■ **Exercise details**: Tally the lines in the records below that contain "usage" and return only the result.

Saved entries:
PR #1665, opened 2020-12-11
Allow oscap-podman to run rootless

robbmanes:
Running oscap-podman as rootless only requires that we run
"podman unshare" at key points to change the namespace.  Check if we're
rootless, and if so, prepend with unshare.

This appears to work with both rootless and root modes without issues:
```
$ wget -O - https://www.redhat.com/security/data/oval/v2/RHEL8/rhel-8.oval.xml.bz2 | bzip2 --decompress > rhel-8.oval.xml

$ podman images
REPOSITORY                                  TAG     IMAGE ID      CREATED       SIZE
registry.redhat.io/ubi8                     latest  33df2983b061  5 weeks ago   208 MB

$ /usr/bin/oscap-podman-rootless 33df2983b061 oval eval --report vulnerability.html rhel-8.oval.xml
Definition oval:com.redhat.rhsa:def:20205237: false
Definition oval:com.redhat.rhsa:def:20205236: false
Definition oval:com.redhat.rhsa:def:20205146: false
Definition oval:com.redhat.rhsa:def:20205100: false
Definition oval:com.redhat.rhsa:def:20205085: false
Definition oval:com.redhat.rhsa:def:20204952: false
- - - - 8< - - - -
Definition oval:com.redhat.rhba:def:20194268: false
Definition oval:com.redhat.rhba:def:20193674: false
Definition oval:com.redhat.rhba:def:20193384: false
Evaluation done.

$ head vulnerability.html; echo "- - - - 8< - - - -"; tail vulnerability.html
<?xml version="1.0"?>
<!DOCTYPE html PUBLIC "-//W3C//DTD XHTML 1.0 Transitional//EN" "http://www.w3.org/TR/xhtml1/DTD/xhtml1-transitional.dtd">

<!--
				Color mapping
				Result enumeration
		Class       |t|f|u|e|na|ne|
		compliance  |G|R|B|Y|- |- |
		inventory   |-|-|B|Y|- |- |
		misc        |-|-|B|Y|- |- |
- - - - 8< - - - -
	  <tr class="resultgoodB">
		<td class="Text" align="center">oval:com.redhat.rhba:def:20193384</td>
		<td class="Text" align="center">false</td>
		<td class="Text" align="center">patch</td>
		<td class="Text" align="center">[<a class="Hover" target="_blank" href="https://access.redhat.com/errata/RHBA-2019:3384">RHBA-2019:3384</a>], [<a class="Hover" target="_blank" href="https://access.redhat.com/security/cve/CVE-2019-8320">CVE-2019-8320</a>], [<a class="Hover" target="_blank" href="https://access.redhat.com/security/cve/CVE-2019-8321">CVE-2019-8321</a>], [<a class="Hover" target="_blank" href="https://access.redhat.com/security/cve/CVE-2019-8322">CVE-2019-8322</a>], [<a class="Hover" target="_blank" href="https://access.redhat.com/security/cve/CVE-2019-8323">CVE-2019-8323</a>], [<a class="Hover" target="_blank" href="https://access.redhat.com/security/cve/CVE-2019-8325">CVE-2019-8325</a>]</td>
		<td class="Text">RHBA-2019:3384: ruby:2.5 bug fix and enhancement update (Moderate)</td>
	  </tr>
	</table>
  </body>
</html>
```

### DIFF
--- a/utils/oscap-podman
+++ b/utils/oscap-podman
@@ -34,10 +34,10 @@ function usage()
     echo "oscap-podman -- Tool for SCAP evaluation of Podman images and containers."
     echo
     echo "Compliance scan of Podman image:"
-    echo "$ sudo oscap-podman [--oscap=<OSCAP_BINARY>] IMAGE_NAME OSCAP_ARGUMENT [OSCAP_ARGUMENT...]"
+    echo "$ oscap-podman [--oscap=<OSCAP_BINARY>] IMAGE_NAME OSCAP_ARGUMENT [OSCAP_ARGUMENT...]"
     echo
     echo "Compliance scan of Podman container:"
-    echo "$ sudo oscap-podman [--oscap=<OSCAP_BINARY>] CONTAINER_NAME OSCAP_ARGUMENT [OSCAP_ARGUMENT...]"
+    echo "$ oscap-podman [--oscap=<OSCAP_BINARY>] CONTAINER_NAME OSCAP_ARGUMENT [OSCAP_ARGUMENT...]"
     echo
     echo "See \`man oscap\` to learn more about semantics of OSCAP_ARGUMENT options."
 }
@@ -58,8 +58,9 @@ else
     invalid "Invalid arguments provided."
 fi
 
+# rootless requires unshare prior to running certain commands
 if [ "$(id -u)" -ne 0 ]; then
-    die "This script cannot run in rootless mode."
+	ROOTLESS_CMD="podman unshare --"
 fi
 if grep -q "\-\-remediate" <<< "$@"; then
     die "This script does not support '--remediate' option."
@@ -92,29 +93,26 @@ fi
 # podman init creates required files such as: /run/.containerenv - we don't care about output and exit code
 podman init $ID &> /dev/null || true
 
-DIR=$(podman mount $ID) || die "Failed to mount."
+DIR=$($ROOTLESS_CMD podman mount $ID) || die "Failed to mount."
 
 if [ ! -f "$DIR/run/.containerenv" ]; then
     # ubi8-init image does not create .containerenv when running podman init, but we need to make sure that the file is there
-    touch "$DIR/run/.containerenv"
+    $ROOTLESS_CMD touch "$DIR/run/.containerenv"
 fi
 
 export OSCAP_CONTAINER_VARS
 OSCAP_CONTAINER_VARS=`podman inspect $ID --format '{{join .Config.Env "\n"}}'`
 
 export OSCAP_PROBE_ROOT
-OSCAP_PROBE_ROOT="$(cd "$DIR" && pwd)" || die "Unable to change current directory to OSCAP_PROBE_ROOT (DIR)."
+OSCAP_PROBE_ROOT="$($ROOTLESS_CMD cd "$DIR" && $ROOTLESS_CMD pwd)" || die "Unable to change current directory to OSCAP_PROBE_ROOT (DIR)."
 export OSCAP_EVALUATION_TARGET="$TARGET"
 shift 1
 
-$OSCAP_BINARY "$@"
+$ROOTLESS_CMD $OSCAP_BINARY "$@"
 EXIT_CODE=$?
 
+$ROOTLESS_CMD podman umount $ID > /dev/null || die "Failed to unmount."
 if [ $CLEANUP -eq 1 ]; then
-    # podman-rm should handle also unmounting of the container filesystem.
-    podman rm -f $ID > /dev/null || die "Failed to clean up."
-else
-    # If a running container is target of the scan just unmount its filesystem.
-    podman umount $ID > /dev/null || die "Failed to unmount."
+    podman rm $ID > /dev/null || die "Failed to clean up."
 fi
 exit $EXIT_CODE


tunacado:
Linking to [Red Hat Bugzilla 1906849](https://bugzilla.redhat.com/show_bug.cgi?id=1906849)

evgenyz:
@openscap-ci test this please

utils/oscap-podman
```diff
@@ -92,29 +93,26 @@ fi
 # podman init creates required files such as: /run/.containerenv - we don't care about output and exit code
 podman init $ID &> /dev/null || true
 
-DIR=$(podman mount $ID) || die "Failed to mount."
+DIR=$($ROOTLESS_CMD podman mount $ID) || die "Failed to mount."
 
 if [ ! -f "$DIR/run/.containerenv" ]; then
     # ubi8-init image does not create .containerenv when running podman init, but we need to make sure that the file is there
-    touch "$DIR/run/.containerenv"
+    $ROOTLESS_CMD touch "$DIR/run/.containerenv"
```
jan-cerny, line 100: I think the command used in the if condition (`[ ! -f "$DIR/run/.containerenv" ]`) also needs to be run with `podman unshare`.

jan-cerny (commented):
This is amazing patch!

Unfortunately, it doesn't work for me, because when I try to scan any profile as a normal user I get every rule evaluated as not applicable. But under `sudo` it gives expected results.

For example:

```
utils/oscap-podman registry.access.redhat.com/rhel7 xccdf eval --profile ospp /usr/share/xml/scap/ssg/content/ssg-rhel7-ds.xml 
sudo  utils/oscap-podman registry.access.redhat.com/rhel7 xccdf eval --profile ospp /usr/share/xml/scap/ssg/content/ssg-rhel7-ds.xml 
```
The sudo version produces expected results.

```
utils/oscap-podman registry.access.redhat.com/ubi8 xccdf eval --profile ospp /usr/share/xml/scap/ssg/content/ssg-rhel8-ds.xml 
sudo  utils/oscap-podman registry.access.redhat.com/ubi8 xccdf eval --profile ospp /usr/share/xml/scap/ssg/content/ssg-rhel8-ds.xml
```

Again, the sudo version produces expected results.


I'm using podman-2.2.1-1.fc32.x86_64, scap-security-guide-0.1.53-1.fc32.noarch and openscap-1.3.4-2.fc32.x86_64.

What do I miss? Have you experienced similar problems?

evgenyz:
Podman's `unshare` is very specific technique that might be not the only thing we need and maybe not in this exact way.

https://www.redhat.com/sysadmin/rootless-podman-makes-sense

jan-cerny:
> What do I miss? Have you experienced similar problems?

Apparently the problem is about determining the applicability. The applicability is determined using RPM check. If the platforms checks are removed from the datastream, it produces some results, but some other RPM results are broken. I guess it has problems with chroot(). As a non-root user it can't chroot but some code parts in oscap require a chroot. I don't know what to do with that, it might be that we will need further changes in oscap.

evgenyz:
Have you tried it with the elevated capabilities binary (used in tests)?

jan-cerny:
> Have you tried it with the elevated capabilities binary (used in tests)?

Yes, but I still get wrong results

robbmanes:
Just letting you know I didn't forget about this, was on break and back today.  Thank you everybody for testing this and working on it.

evgenyz:
So, `chroot` again. Or, our not exactly correct usage of it because of the `librpm` bugs with root directory override (and it is the only reason for chroot ATM, we were (or could be) able to replace everything else).

evgenyz:
> Have you tried it with the elevated capabilities binary (used in tests)?

I think that `podman --unshare` interferes with `chroot` capabilities.

jan-cerny:
> I think that `podman --unshare` interferes with `chroot` capabilities.

Yes, that's likely.

However, I can't see any failure in the verbose logs. I would expect to see `chroot failed` in the logs. But I can see 
* Switching probe to PROBE_OFFLINE_CHROOT mode.
* I will run rpminfo_probe_main
* Package .... not found.

jan-cerny:
The BZ https://bugzilla.redhat.com/show_bug.cgi?id=1566985 has been closed as WONTFIX and my understanding is that without that we can't get rid of chroot which blocks using the podman unshare command which means we can't merge this PR. @evgenyz Is my understanding correct? Or is there some other information?

evgenyz:
> The BZ https://bugzilla.redhat.com/show_bug.cgi?id=1566985 has been closed as WONTFIX and my understanding is that without that we can't get rid of chroot which blocks using the podman unshare command which means we can't merge this PR. @evgenyz Is my understanding correct? Or is there some other information?

I'd say that RPM's inability to properly operate without chroot is the most definitive pain in the ass in regard of being rootless. OTOH in theory we can try to replace sudo with elevated capabilities of the binary itself. No sure if it would be a great idea in terms of security though.

matejak:
What should be done with this? Would it make sense to update https://bugzilla.redhat.com/show_bug.cgi?id=1566985 with the new reasoning why we would like to have it fixed?

evgenyz:
All the reasoning falls into the category of pushing for the ability to work with librpm without being root. We can do everything we want (well, almost) if we drop this requirement. I believe the desire to be root-less was already expressed in the bug, we won't bring anything new. 

On the other hand I'm not really convinced that we really want to be rootless, because root gives us access to all the data in the system, not only RPMs. We will loose a lot of important information sources without this privilege. Evaluation would be incomplete and inconsistent. 

I have some ideas about how to tackle this RPM-related rules problems by actually not using the RPM probe (or using it in a limited way). But I'd need some time to dig around.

■ **Output below**: 2